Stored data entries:

Issue #382, opened 2019-04-17
importing the same python object several times should return the same js object


lovasoa:
Currently, the following notebook does not work as intented

```python
%% md
# Click me!
%% py
from js import document

def f(*args):
    document.querySelector("h1").innerHTML += "(>.<)"

document.body.addEventListener('click', f)
document.body.removeEventListener('click', f)

%%js
pyodide.pyimport("f") == pyodide.pyimport("f")
```

pyodide creates a new js wrapper around the same python function each time it needs one, which makes using some web APIs such as `removeEventListener` impossible.

mdboom:
Thanks for finding this.  Indeed, you make a good point, and it would be good to fix this if possible.

PR #1306, opened 2021-03-05
Use FinalizationRegistry for garbage collection when available

### LINKED ISSUE #1006: Use new Javascript GC apis to leak less memory

hoodmane:
This addresses #1049 and #1006. Hopefully it also addresses #693, maybe we should add a test for that.
If the `FinalizationRegistry` API is missing (Safari sucks), it gracefully falls back to leaking objects like crazy. 

Limitations:
1. The browser may not run the finalizers in a timely manner at all. In particular, the WASM heap is one giant allocation for the browser GC and browser GC does not care whether the WASM heap is experiencing memory pressure. To the browser GC, each `PyProxy` is tiny. It does seem that if you make enough small javascript objects it is possible to see the finalizer run without explicitly requesting garbage collection. In tests it seems like making around 1000 empty objects is enough to make the garbage collector run. So probably in long running programs it will eventually happen.
2. Still impossible to collect reference cycles between Python and Javascript. The Python GC API is good enough to allow it, but the Javascript GC API is not. We would need a hook that is run whenever the garbage collector visits an object.

The test only works in chrome. In Firefox apparently the way to trigger the GC in Selenium is 
1. Open a new tab and navigate to "about:memory"
2. Trigger a click to the GC button there.
I've done the test manually in firefox in this way, but I didn't find any actual selenium code examples where someone had done this and preliminary messing around seemed to suggest it would be a hassle. If people strongly prefer I can try to get this to work again...

Closes https://github.com/pyodide/pyodide/issues/1049
Closes #1006


hoodmane:
#382 and #1049 are nearly contradictory requests...

hoodmane:
In particular there are a few options I see:

1. Current state, #382 works as expected and #1049 doesn't work
2. Break #382 and fix #1049 
3. Remove the destroy API and fix #1049 by making it impossible to do
4. Make variants of `addEventListener` / `removeEventListener` with an extra `Map<int, WeakRef<PyProxy>>` that work as expected by adding special handling to `JsProxy`, thereby fixing the particular example in #382, but leaving any other add/remove API that compares on object identity broken. People using `add/removeEventListener` directly from Javascript need to store the particular `PyProxy` they used it with.

hoodmane:
I'm leaning toward implementing 2 above with an option of adding 4 in the future.
@phorward What do you think?

rth:
Could you resolve merge conflicts, or are you waiting for https://github.com/pyodide/pyodide/pull/1322 to get in?

hoodmane:
Just hadn't noticed them, will do.

hoodmane:
Well I hope I got that merge right, the interaction between this and #1446 is a bit tricky.

src/core/pyproxy.js
```diff
@@ -390,28 +437,19 @@ JS_FILE(pyproxy_init_js, () => {0,0; /* Magic, see include_js_file.h */
      *
      * @returns {Iterator} An iterator for the proxied Python object.
      */
-    [Symbol.iterator] : function*() {
+    [Symbol.iterator] : function() {
+      let ptr = _getPtr(this);
```
hoodmane, line 441:
```suggestion
      let ptrobj = _getPtr(this);
```

src/core/pyproxy.js
```diff
@@ -390,28 +437,19 @@ JS_FILE(pyproxy_init_js, () => {0,0; /* Magic, see include_js_file.h */
...
-        if (_PyErr_Occurred()) {
-          throw new TempError();
-        }
-      } catch (e) {
-        if (e instanceof TempError) {
-          _pythonexc2js();
-        } else {
-          Module.fatal_error(e);
-        }
+        let iterptr = _PyObject_GetIter();
```
hoodmane, line 444:
```suggestion
        let iterptr = _PyObject_GetIter(ptrobj);
```

docs/usage/faq.md
```diff
@@ -167,3 +167,31 @@ Unpickling data is similar to `eval`. On any public-facing server it is a really
...
+Note that the most straight forward way of doing this will not work:
+```py
+from js import document
+def f(*args):
+    document.querySelector("h1").innerHTML += "(>.<)"
+
+# Leaks f and doesn't remove the event listener
+document.body.addEventListener('click', f)
+document.body.removeEventListener('click', f)
+```
```
rth, line 182: Maybe expand what you mean "won't work" in text instead of the comment,

"""
since this will leak f and ...
"""

docs/usage/faq.md
```diff
@@ -167,3 +167,31 @@ Unpickling data is similar to `eval`. On any public-facing server it is a really
...
+
+To do this correctly use the following:
```
rth, line 184: Nit, maybe

```suggestion
To do this correctly use :func:`pyodide.create_proxy` as follows:
```
Or some other way to link to https://pyodide.org/en/latest/usage/api/python-api.html#pyodide.create_proxy as it's not that obvious what that function does.

rth (approved):
Thanks for this PR @hoodmane. Generally LGTM.

> I'm leaning toward implementing 2 above with an option of adding 4 in the future.

Fine with me.

hoodmane:
>> I'm leaning toward implementing 2 above with an option of adding 4 in the future.
> Fine with me.

That is out of date, 2 + `create_proxy` resolves the issue as described in the faq.

hoodmane:
This also requires some updates to the docs.

hoodmane:
Well something is screwed up here and has been for the last few commits. I think I may have messed up the merge in f721f0b.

■ What you need to do
Which lines above contain the word "innerHTML"? Copy each of them.

■ Result of the task
    document.querySelector("h1").innerHTML += "(>.<)"
+    document.querySelector("h1").innerHTML += "(>.<)"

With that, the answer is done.